Whenever a line in the records below contains "default", pick it out.
-=-=-
PR #667, opened 2019-08-13
PHPLIB-467: Connections survive primary step-down

alcaeus:
https://jira.mongodb.org/browse/PHPLIB-467

### DIFF
--- a/mongo-orchestration/replica_sets/replicaset-old.json
+++ b/mongo-orchestration/replica_sets/replicaset-old.json
@@ -15,7 +15,6 @@
                 "smallfiles": true
             },
             "rsParams": {
-                "priority": 99,
                 "tags": {
                     "ordinal": "one",
                     "dc": "pa"
@@ -36,7 +35,6 @@
                 "smallfiles": true
             },
             "rsParams": {
-                "priority": 1.1,
                 "tags": {
                     "ordinal": "two",
                     "dc": "nyc"
--- a/tests/SpecTests/PrimaryStepDownSpecTest.php
+++ b/tests/SpecTests/PrimaryStepDownSpecTest.php
@@ -1,0 +1,281 @@
+<?php
+
+namespace MongoDB\Tests\SpecTests;
+
+use IteratorIterator;
+use MongoDB\Client;
+use MongoDB\Collection;
+use MongoDB\Driver\Command;
+use MongoDB\Driver\Exception\BulkWriteException;
+use MongoDB\Driver\Exception\Exception as DriverException;
+use MongoDB\Driver\ReadPreference;
+use MongoDB\Driver\Server;
+use MongoDB\Driver\WriteConcern;
+use MongoDB\Operation\BulkWrite;
+use MongoDB\Tests\CommandObserver;
+use Symfony\Bridge\PhpUnit\SetUpTearDownTrait;
+use UnexpectedValueException;
+use function current;
+
+/**
+ * @see https://github.com/mongodb/specifications/tree/master/source/connections-survive-step-down/tests
+ */
+class PrimaryStepDownSpecTest extends FunctionalTestCase
+{
+    use SetUpTearDownTrait;
+
+    const INTERRUPTED_AT_SHUTDOWN = 11600;
+    const NOT_MASTER = 10107;
+    const SHUTDOWN_IN_PROGRESS = 91;
+
+    /** @var Client */
+    private $client;
+
+    /** @var Collection */
+    private $collection;
+
+    private function doSetUp()
+    {
+        parent::setUp();
+
+        $this->client = new Client(static::getUri(), ['retryWrites' => false, 'heartbeatFrequencyMS' => 500, 'serverSelectionTimeoutMS' => 20000, 'serverSelectionTryOnce' => false]);
+
+        $this->dropAndRecreateCollection();
+        $this->collection = $this->client->selectCollection($this->getDatabaseName(), $this->getCollectionName());
+    }
+
+    /**
+     * @see https://github.com/mongodb/specifications/tree/master/source/connections-survive-step-down/tests#id10
+     */
+    public function testNotMasterKeepsConnectionPool()
+    {
+        $runOn = [(object) ['minServerVersion' => '4.1.11', 'topology' => [self::TOPOLOGY_REPLICASET]]];
+        $this->checkServerRequirements($runOn);
+
+        // Set a fail point
+        $this->configureFailPoint([
+            'configureFailPoint' => 'failCommand',
+            'mode' => ['times' => 1],
+            'data' => [
+                'failCommands' => ['insert'],
+                'errorCode' => self::NOT_MASTER,
+            ],
+        ]);
+
+        $totalConnectionsCreated = $this->getTotalConnectionsCreated();
+
+        // Execute an insert into the test collection of a {test: 1} document.
+        try {
+            $this->insertDocuments(1);
+        } catch (BulkWriteException $e) {
+            // Verify that the insert failed with an operation failure with 10107 code.
+            $this->assertSame(self::NOT_MASTER, $e->getCode());
+        }
+
+        // Execute an insert into the test collection of a {test: 1} document and verify that it succeeds.
+        $result = $this->insertDocuments(1);
+        $this->assertSame(1, $result->getInsertedCount());
+
+        // Verify that the connection pool has not been cleared
+        $this->assertSame($totalConnectionsCreated, $this->getTotalConnectionsCreated());
+    }
+
+    /**
+     * @see https://github.com/mongodb/specifications/tree/master/source/connections-survive-step-down/tests#id11
+     */
+    public function testNotMasterResetConnectionPool()
+    {
+        $runOn = [(object) ['minServerVersion' => '4.0.0', 'maxServerVersion' => '4.0.999', 'topology' => [self::TOPOLOGY_REPLICASET]]];
+        $this->checkServerRequirements($runOn);
+
+        // Set a fail point
+        $this->configureFailPoint([
+            'configureFailPoint' => 'failCommand',
+            'mode' => ['times' => 1],
+            'data' => [
+                'failCommands' => ['insert'],
+                'errorCode' => self::NOT_MASTER,
+            ],
+        ]);
+
+        $totalConnectionsCreated = $this->getTotalConnectionsCreated();
+
+        // Execute an insert into the test collection of a {test: 1} document.
+        try {
+            $this->insertDocuments(1);
+        } catch (BulkWriteException $e) {
+            // Verify that the insert failed with an operation failure with 10107 code.
+            $this->assertSame(self::NOT_MASTER, $e->getCode());
+        }
+
+        // Verify that the connection pool has been cleared
+        $this->assertSame($totalConnectionsCreated + 1, $this->getTotalConnectionsCreated());
+    }
+
+    /**
+     * @see https://github.com/mongodb/specifications/tree/master/source/connections-survive-step-down/tests#id12
+     */
+    public function testShutdownResetConnectionPool()
+    {
+        $runOn = [(object) ['minServerVersion' => '4.0.0']];
+        $this->checkServerRequirements($runOn);
+
+        // Set a fail point
+        $this->configureFailPoint([
+            'configureFailPoint' => 'failCommand',
+            'mode' => ['times' => 1],
+            'data' => [
+                'failCommands' => ['insert'],
+                'errorCode' => self::SHUTDOWN_IN_PROGRESS,
+            ],
+        ]);
+
+        $totalConnectionsCreated = $this->getTotalConnectionsCreated();
+
+        // Execute an insert into the test collection of a {test: 1} document.
+        try {
+            $this->insertDocuments(1);
+        } catch (BulkWriteException $e) {
+            // Verify that the insert failed with an operation failure with 91 code.
+            $this->assertSame(self::SHUTDOWN_IN_PROGRESS, $e->getCode());
+        }
+
+        // Verify that the connection pool has been cleared
+        $this->assertSame($totalConnectionsCreated + 1, $this->getTotalConnectionsCreated());
+    }
+
+    /**
+     * @see https://github.com/mongodb/specifications/tree/master/source/connections-survive-step-down/tests#id13
+     */
+    public function testInterruptedAtShutdownResetConnectionPool()
+    {
+        $runOn = [(object) ['minServerVersion' => '4.0.0']];
+        $this->checkServerRequirements($runOn);
+
+        // Set a fail point
+        $this->configureFailPoint([
+            'configureFailPoint' => 'failCommand',
+            'mode' => ['times' => 1],
+            'data' => [
+                'failCommands' => ['insert'],
+                'errorCode' => self::INTERRUPTED_AT_SHUTDOWN,
+            ],
+        ]);
+
+        $totalConnectionsCreated = $this->getTotalConnectionsCreated();
+
+        // Execute an insert into the test collection of a {test: 1} document.
+        try {
+            $this->insertDocuments(1);
+        } catch (BulkWriteException $e) {
+            // Verify that the insert failed with an operation failure with 11600 code.
+            $this->assertSame(self::INTERRUPTED_AT_SHUTDOWN, $e->getCode());
+        }
+
+        // Verify that the connection pool has been cleared
+        $this->assertSame($totalConnectionsCreated + 1, $this->getTotalConnectionsCreated());
+    }
+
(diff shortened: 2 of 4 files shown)


tests/SpecTests/PrimaryStepDownSpecTest.php
```diff
@@ -0,0 +1,251 @@
...
+        }
+
+        throw new UnexpectedValueException('Could not determine number of total connections');
+    }
+
+    private function waitForMasterReelection()
+    {
+        for ($i = 0; $i < 10; $i++) {
+            try {
+                $this->insertDocuments(1);
```
jmikola: Alternatively, could we just invoke server selection until a primary is returned?

https://github.com/mongodb/specifications/tree/master/source/connections-survive-step-down/tests#do-we-need-to-wait-for-re-election-after-the-first-test suggests that might be sufficient.

Also, I would suggest using a sleep of 0.5 seconds, as that is the non-configurable [minHeartbeatFrequencyMS](https://github.com/mongodb/specifications/blob/master/source/server-discovery-and-monitoring/server-discovery-and-monitoring.rst#minheartbeatfrequencyms) value and theoretically smallest interval that a single-threaded driver would pick up topology changes.

tests/SpecTests/PrimaryStepDownSpecTest.php
```diff
@@ -0,0 +1,251 @@
...
+            $this->assertSame(10107, $e->getCode());
+        }
+
+        // Verify that the connection pool has been cleared
+        $this->assertSame($totalConnectionsCreated + 1, $this->getTotalConnectionsCreated());
+    }
+
+    public function testShutdownResetConnectionPool()
+    {
+        $runOn = [(object) ['minServerVersion' => '4.0.0', 'topology' => [self::TOPOLOGY_REPLICASET]]];
```
jmikola: https://github.com/mongodb/specifications/tree/master/source/connections-survive-step-down/tests#shutdown-in-progress-reset-connection-pool states that this and "Interrupted at shutdown - Reset Connection Pool" should be run on all server versions. Other tests only report a version number, which is a bit vague.

I assume that the getMore test requires a replica set since it invokes a `replSetStepDown` command, but should these other tests run on standalones and sharded clusters? For a sharded cluster, the test will need to use a single mongos in its URI to ensure the fail point is properly applied/used.

tests/SpecTests/PrimaryStepDownSpecTest.php
```diff
@@ -0,0 +1,251 @@
...
+use MongoDB\Driver\Command;
+use MongoDB\Driver\Exception\BulkWriteException;
+use MongoDB\Driver\Exception\Exception as DriverException;
+use MongoDB\Driver\ReadPreference;
+use MongoDB\Driver\WriteConcern;
+use MongoDB\Operation\BulkWrite;
+use MongoDB\Tests\CommandObserver;
+use UnexpectedValueException;
+
+class PrimaryStepDownSpecTest extends FunctionalTestCase
```
jmikola: I might suggest a `@see` link to https://github.com/mongodb/specifications/tree/master/source/connections-survive-step-down/tests in a class-level doc block.

tests/SpecTests/PrimaryStepDownSpecTest.php
alcaeus: I've previously called `Manager::selectServer()` to fetch a server, but this always returns the previous primary even when the replica set does not have a primary yet. I'm not sure why libmongoc isn't picking up on the topology change. Even calling `Manager::selectServer()` directly after the `insert` failed with a `not master` error returns the same server, with it still identifying as a primary. This also happens when sleeping for a while to ensure `minHeartBeatFrequencyMS` passed. We should definitely investigate this to ensure we don't miss any topology changes.

tests/SpecTests/PrimaryStepDownSpecTest.php
alcaeus: > https://github.com/mongodb/specifications/tree/master/source/connections-survive-step-down/tests#shutdown-in-progress-reset-connection-pool states that this and "Interrupted at shutdown - Reset Connection Pool" should be run on all server versions. Other tests only report a version number, which is a bit vague.

I was confused about that as well. The [original spec commit](https://github.com/mongodb/specifications/commit/cb1c5fea75a3d44f1368b073ea91aa00ba3d338c#diff-8caf393de24930695605b96dec90e5baR113) specified "version 4.0 or lower" for `testNotMasterResetConnectionPool` and "all supported server versions" for the two shutdown tests. This was later changed in https://github.com/mongodb/specifications/commit/1e043d971e9f7793e5e5d4e68985a17313df643a to exclude server versions below 4.0 as `failCommand` was only added in 4.0. That's why this there is a single version requirement instead of a range.

> I assume that the getMore test requires a replica set since it invokes a replSetStepDown command, but should these other tests run on standalones and sharded clusters? For a sharded cluster, the test will need to use a single mongos in its URI to ensure the fail point is properly applied/used.

I'd limit the `getMore` and both `not master` tests to replica sets as the `not master` error shouldn't ever appear on non-replicase topologies. The other tests definitely should run on standalones and sharded clusters as well.

tests/SpecTests/PrimaryStepDownSpecTest.php
jmikola: @alcaeus: The behavior you're describing would seem to conflict with ["not master" and "node is recovering"](https://github.com/mongodb/specifications/blob/master/source/server-discovery-and-monitoring/server-discovery-and-monitoring.rst#not-master-and-node-is-recovering) in the SDAM spec.

> When the client sees a "not master" or "node is recovering" error it MUST replace the server's description with a default ServerDescription of type Unknown.
> ...
> For single-threaded clients, in the case of a "not master" or "node is shutting down" error, the client MUST mark the topology as "stale" so the next server selection scans all servers.

Feel free to open a CDRIVER ticket so we can look into that further.

tests/SpecTests/PrimaryStepDownSpecTest.php
```diff
@@ -0,0 +1,269 @@
...
+        // Verify that the connection pool has not been cleared
+        $this->assertSame($totalConnectionsCreated, $this->getTotalConnectionsCreated());
+    }
+
+    /**
+     * @see https://github.com/mongodb/specifications/tree/master/source/connections-survive-step-down/tests#id11
+     */
+    public function testNotMasterResetConnectionPool()
+    {
+        $runOn = [(object) ['maxServerVersion' => '4.0.999', 'topology' => [self::TOPOLOGY_REPLICASET]]];
```
jmikola: Since the test states "This test requires a replica set with server version 4.0.", should this also have `minServerVersion: 4.0.0` to ensure we only consider 4.0.x servers?

alcaeus: It is skipped implicitly in configureFailpoint (see https://github.com/mongodb/mongo-php-library/blob/e42136525c78020edde72c494cf6c91a2759ab33/tests/FunctionalTestCase.php#L144), but I’ll make it explicit 👍

jmikola:
FYI: I opened https://github.com/mongodb/specifications/pull/634 to clarify topology requirements in the spec test.

tests/SpecTests/PrimaryStepDownSpecTest.php
alcaeus: Correction: this was a bit of a failure on my part. The initial bulkWrite after a stepdown fails with a `not master` error, which correctly invalidates the topology and causes subsequent calls to `selectServer` to fail with a `ConnectionTimeoutException` until a new master has been elected. This slipped through the cracks since this test actually opens two connections to the server: one by instantiating the client itself, the other by `MongoDB\Tests\FunctionalTestCase` creating a new `Manager` instance in its own `setUp` method. Calling `MongoDB\Tests\FunctionalTestCase::getPrimaryServer` always uses this connection, which is not aware of the topology change since no writes are sent there.

I can change the logic in question, but this still needs an initial write operation on the old primary to get libmongoc to invalidate the topology and check for a new master. After this initial failure we can then perform server selection until a primary is returned.

One more thing to note is that I've observed elections taking quite long - sometimes up to 20 seconds. Is this expected behaviour?

jmikola: I now remember why the write is required. MongoDB 4.2 no longer drops the connection when executing `replSetStepDown` and instead returns a response to the client. This doesn't give SDAM a chance to change the server's state to unknown. Since the connection remains active, you effectively need to execute a write operation to trigger a "not master" error (or otherwise coerce some error with a fail point or network timeout).

I actually wrote about this in [DOCSP-4920](https://jira.mongodb.org/browse/DOCSP-4920), as it came up while we were writing this spec.

If you'd like to make a contribution to the spec, I think we'd do well to mention this in the answer for [Do we need to wait for re-election after the first test?](https://github.com/mongodb/specifications/tree/master/source/connections-survive-step-down/tests#do-we-need-to-wait-for-re-election-after-the-first-test). It currently instructs implementations to invoke server selection until a primary is available; however, that obviously won't work for MongoDB 4.2+.

> One more thing to note is that I've observed elections taking quite long - sometimes up to 20 seconds. Is this expected behaviour?

That certainly seems high. You can try tuning [`settings.electionTimeoutMillis`](https://docs.mongodb.com/manual/reference/replica-configuration/#rsconf.settings.electionTimeoutMillis). [Factors and Conditions that Affect Elections](https://docs.mongodb.com/manual/core/replica-set-elections/#factors-and-conditions-that-affect-elections) may have additional pointers.

You can probably also shave some more time by reducing the current 5-second timeout for the [`replSetStepDown`](https://docs.mongodb.com/manual/reference/command/replSetStepDown/) command.

tests/SpecTests/PrimaryStepDownSpecTest.php
```diff
@@ -0,0 +1,278 @@
...
+                try {
+                    $this->client->getManager()->selectServer(new ReadPreference('primary'));
+                    return;
+                } catch (ConnectionTimeoutException $e) {
+                    usleep(500000);
+                }
+            }
+        }
+
+        $this->fail('Expected primary to be re-elected within 20 seconds.');
```
jmikola: I don't believe the preceding loop is actually time-boxed to 20 seconds. The custom client uses the default URI, which may or may not have a custom `serverSelectionTimeoutMS` value set. I think it may make more sense to specifying the following URI array options:

 * heartbeatFrequencyMS = 500 (minimum allowed value, without patching libmongoc :wink:)
 * serverSelectionTimeoutMS = 20000 (if you really want to keep the 20-second timeout)
 * serverSelectionTryOnce = false (to allow `selectServer()` to loop internally instead of using `for` ourselves)

That should allow us to rewrite this method as:

```php
try {
    $this->insertDocuments(1);
    return;
} catch (DriverException $e) {
    $this->client->getManager()->selectServer(new ReadPreference('primary'));
}
```

tests/SpecTests/PrimaryStepDownSpecTest.php
```diff
@@ -0,0 +1,278 @@
...
+{
+    use SetUpTearDownTrait;
+
+    /** @var Client */
+    private $client;
+
+    /** @var Collection */
+    private $collection;
+
+    private function doSetUp()
```
jmikola: I was going to suggest dropping the collection under test on tearDown, since the tests write to it; however, I realized that we don't consistently do that across the test suite. For example: [`MongoDB\Tests\Collection\FunctionalTestCase::tearDown()`[(https://github.com/mongodb/mongo-php-library/blob/1.4.3/tests/Collection/FunctionalTestCase.php#L25) drops collections after a successful test and leaves behind data after a failure in case we need to inspect it.

I don't think this is worth doing here, but I did want to share the thought. Long term, I'd be more interested in auditing/profiling the test suite to see where we can improve execution time by _reducing_ things like drops. I know database drops can be fairly expensive, so those would be worth looking at to see if they serve a useful purpose.

tests/SpecTests/PrimaryStepDownSpecTest.php
alcaeus: > You can probably also shave some more time by reducing the current 5-second timeout for the [`replSetStepDown`](https://docs.mongodb.com/manual/reference/command/replSetStepDown/) command.

The 5 seconds are required by the spec, see https://github.com/mongodb/specifications/blob/master/source/connections-survive-step-down/tests/README.rst#getmore-iteration.

tests/SpecTests/PrimaryStepDownSpecTest.php
alcaeus: I'll leave it for now. As you mentioned, leaving data behind to check out after test failures can make sense, and the spec tests drop collections during setup anyways. At a previous job I've played around with only dropping collections that were written to during tests (using APM to figure out which collections were written to), but the performance gain from that was negligible IIRC.

alcaeus:
@jmikola it looks like the `getMoreIteration` test causes failures down the line, which unfortunately only appear when running the entire test suite. These errors disappear when skipping that test. Looking at the replica set configuration, it seems likely that there is in fact another step down sometime after running that initial step down: the first replica set member has a significantly higher priority, and in my local tests I was able to confirm that the first server becomes primary a short while after stepping down.

I'm not sure how to best fix this: giving the replica set members the same priority would definitely prevent another step down. The alternative is making the server step down for significantly longer than 5 seconds while hoping that there is no other step down during the tests. What do you think?

jmikola:
> the first replica set member has a significantly higher priority

IIRC, the priorities were configured as such for PHPC since it had some tests that select primary or secondary nodes and assert their tags. Those are inherently fragile tests and I'm dubious of how much value they provide, but beyond that I don't think they have any relevance to PHPLIB. It's only coming up now because we evidently based the PHPLIB cluster configs on what we already had for PHPC.

I'd suggest removing the priority definitions and confirming that it has no adverse affects on the rest of the PHPLIB test suite (AFAIK, it should not). Bumping the `replSetStepDown` value higher may work today, but IMO it would just be kicking the can further down the road and invite a failure if our test suite runs beyond that delay.

jmikola:
I just realized that this was originally a PHPC ticket but you chose to implement in PHPLIB. If so, let's move the JIRA issue over to PHPLIB and revise the commit message.

It bears mentioning that we do have some existing tests in PHPC that start their own servers with MO, but those are mainly creating standalones to test fail points. I think you made the right call to use our existing cluster for these tests. This could have probably been implemented as phpt tests in PHPC, but your decision to use PHPLIB does avoid a possible conflict with fragile replica set tag tests I mentioned above, so all is well there :)

tests/SpecTests/PrimaryStepDownSpecTest.php
```diff
@@ -0,0 +1,274 @@
...
+        $runOn = [(object) ['minServerVersion' => '4.1.11', 'topology' => [self::TOPOLOGY_REPLICASET]]];
+        $this->checkServerRequirements($runOn);
+
+        // Set a fail point
+        $this->configureFailPoint([
+            'configureFailPoint' => 'failCommand',
+            'mode' => ['times' => 1],
+            'data' => [
+                'failCommands' => ['insert'],
+                'errorCode' => 10107,
```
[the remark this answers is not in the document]
alcaeus: FYI, the file seems to have been moved to https://github.com/mongodb/mongo/blob/master/src/mongo/base/error_codes.yml.

mongo-orchestration/replica_sets/replicaset-old.json
```diff
@@ -15,7 +15,6 @@
                 "smallfiles": true
             },
             "rsParams": {
-                "priority": 99,
```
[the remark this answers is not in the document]
alcaeus: They pass on travis-ci, but fail on my machine. I'm currently investigating the cause of these failures.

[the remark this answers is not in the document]
alcaeus: I wasn't able to figure out build failures, but at least they're not confined to my machine anymore. Re-adding the priority fixes the current failures but reintroduces others.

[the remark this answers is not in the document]
alcaeus: I've taken a look at the libmongoc implementation of these tests, and they work exactly the same: grab the connection count from the current primary, perform an operation that fails, check connection count again. This works fine, unless the first test that triggers a stepdown ran. If it ran, connection counts are **sometimes** off, without knowing exactly why. Moving the stepdown test to the end solves this.

I feel bad moving the test, but I'm not sure what could be the cause of this. We don't manage connections at all, and the corresponding tests pass for libmongoc: https://evergreen.mongodb.com/task_log_raw/mongo_c_driver_gcc54_test_latest_replica_set_noauth_sasl_openssl_0acb4a539a62248c2a7f1e0b4a866340c463359c_19_08_27_00_33_53/0?type=T#L3694.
-=-=-
TASK SOLUTION:
> When the client sees a "not master" or "node is recovering" error it MUST replace the server's description with a default ServerDescription of type Unknown.
jmikola: I don't believe the preceding loop is actually time-boxed to 20 seconds. The custom client uses the default URI, which may or may not have a custom `serverSelectionTimeoutMS` value set. I think it may make more sense to specifying the following URI array options:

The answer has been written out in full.